Иногда сосед Туголукова Крепостнов лежа ни с того ни с сего вдруг громко говорил в потолок: «Ничто так не старит женщину, как взгляд её поверх очков. Ничто!» Или: «Человеческая жизнь колеблется между скукой и тревогой. Шопенгауэр». Или после долгой паузы – вообще ни к селу ни к городу: «Небо – как баба на сносях». Вдруг поворачивал к Туголукову большое свое, как дряблый баллон, лицо: «Да она не знает с утра, куда правой ногой ступить, куда левой! Сама толстая, а муж худой как велосипед!» Строго ждал ответа. Парализованному становилось не по себе. Соседу явно требовалась психиатрическая помощь. Лучше бы уж ел, наверное. Или следил за капельницей. «Да куда он денется! – вдруг кричал Крепостнов. – С ним всё ясно! Как с гвоздем! Как со шляпкой гвоздя! Бей – да только следи, чтоб не загнулся!» И снова поворачивался и требовательно ждал ответа у Туголукова. Георгий Иванович переставал дышать. Но Крепостнов резко перекидывался на другой бок и со слезами на глазах гладил мощную, как артиллеристский склад, больничную батарею. Георгий Иванович переводил дух, вытирал тылом руки разом взмокший лоб.

Впрочем, иногда к Крепостнову действительно приходила психиатр Турсунова. Статная восточная женщина с размазавшимися женскими бакенбардами возле ушей. Замаскированная в отделении под невролога Турсунову. Задавала в общем-то безобидные вопросы: какой на дворе год, какой месяц, число. Выслушивала точные ответы Крепостнова.

Поворачивалась к Туголукову. Ну, а как у нас дела? Туголуков изображал растение с головной болью. Турсунова смотрела. Чёрный пушок над её верхней губой влажно блестел. Так. Мы ещё не дозрели до моих вопросов. Турсунова вставала, шла к двери.

Срывался Пильщик: «Альмира Оралбековна! Альмира Оралбековна, а как вы думаете, Шахрай потянет, вы извините меня, пожалуйста?»

Турсунова вела его из палаты как друга. Как верного старого друга: «Шахрай потянет, Сергей Аронович, ещё как потянет». – «Но ведь Шахрай – это в переводе означает мошенник, Альмира Оралбековна!» – «Тем более потянет, тем более, Сергей Аронович». – подмигивала палате Турсунова и уводила седого петушка с собой.

Пролежав в неврологическом отделении два месяца, навидавшись и наслушавшись всего, Георгий Иванович стал понимать, что неврология, в общем-то, ходит рядом с психиатрией.
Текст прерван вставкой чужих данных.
PR #72, opened 2021-09-08
Add support for using iOSSnapshotTestCase as the snapshot engine when installing via SPM

NickEntin:


Package.swift
```diff
@@ -1,4 +1,4 @@
-// swift-tools-version:5.3
+// swift-tools-version:5.4
```
NickEntin, line 1: This bumps the minimum required Xcode version for installing via SPM up to 12.5, which isn't ideal. This is required because iOSSnapshotTestCase [was bumped to 5.4 as well](https://github.com/uber/ios-snapshot-test-case/commit/511f302b587a72aed5022c03692e5e1ed2d985a3#diff-f913940c58e8744a2af1c68b909bb6383e49007e6c5a12fb03104a9006ae677eR1). @alanzeino is there a particular reason you need Swift 5.4?

NickEntin:
- [ ] Verify that the ObjC target still works now that it's accessing private methods in a different target.

Package.swift
alanzeino: I think only because we didn't have many other Xcode versions installed at the time to test and since we were newly introducing SPM support it made sense to start from the latest and go from there.

Testing 5.3 here https://github.com/uber/ios-snapshot-test-case/pull/162

alanzeino: Done. Do you need a new version or can you use a commit ref for now?

NickEntin: Thanks! I think a new version would be preferable. This would probably be a patch release?

NickEntin: I can test with a commit ref for now, so no rush on getting that released. But will probably want a release before I merge this.

NickEntin:
Closing this PR in favor of #97 (same change, just not using a fork to make stacking work)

Пограничны они. А иногда и просто идут в одной упряжке. Георгий Иванович чувствовал, что и сам порой становился не очень вменяемым.
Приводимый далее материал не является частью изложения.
PR #74, opened 2021-09-27
Disable rendering large images in monochrome on iOS 13

### LINKED ISSUE #73: Monochrome rendering doesn't work on large images in iOS 13
`CIImage` renders a blank image when applying a `CIFilter` to larger images, which results in blank accessibility content in the accessibility snapshot images. This appears to be iOS 13 specific and does not apply to iOS 12 or 14.

NickEntin:
Resolves #73


Sources/AccessibilitySnapshot/SnapshotTesting/SnapshotTesting+Accessibility.swift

Однажды он смотрел с другими больными телевизор в холле. (Это, когда уже стал выходить из палаты.) На экране всероссийский кабан со сдвинутыми бровями опять брезгливо указывал кому-то трехпалой рукой. Совал ею как пистолетом. Следом за ним говорил его постоянный озвучник. По фамилии Ястржембский. Разъяснял дорогим россиянам на пальцах, что же всё-таки хотел сказать их Главный Дуролом. Георгий Иванович поднялся, чтобы уйти, но начали кружить по экрану птицы и обезьяны и появился Ведущий с улыбчивыми широкими губами… Всю передачу Георгий Иванович просидел спокойно. Но в конце почему-то показали двух зимних снегирей, сидящих на вечерней голой ветке черёмухи. Снегириха, как испанка платье, вдруг развернула-свернула хвост. Как будто плясанула фламенко. Снегирь даже глазом не повел. Он походил на серьёзного Брежнева, красно подсвеченного орденами… Георгий Иванович начал смеяться. Один среди недоумевающих соседей. Хохотал. Его бульканье из разинутого рта не походило на хохот. Но он-то знал, что хохочет. Зудина еле его успокоила. Повела, мельтеша длиннющими своими ногами, в палату. В общем, Турсунова ему тоже, наверное, не помешала бы.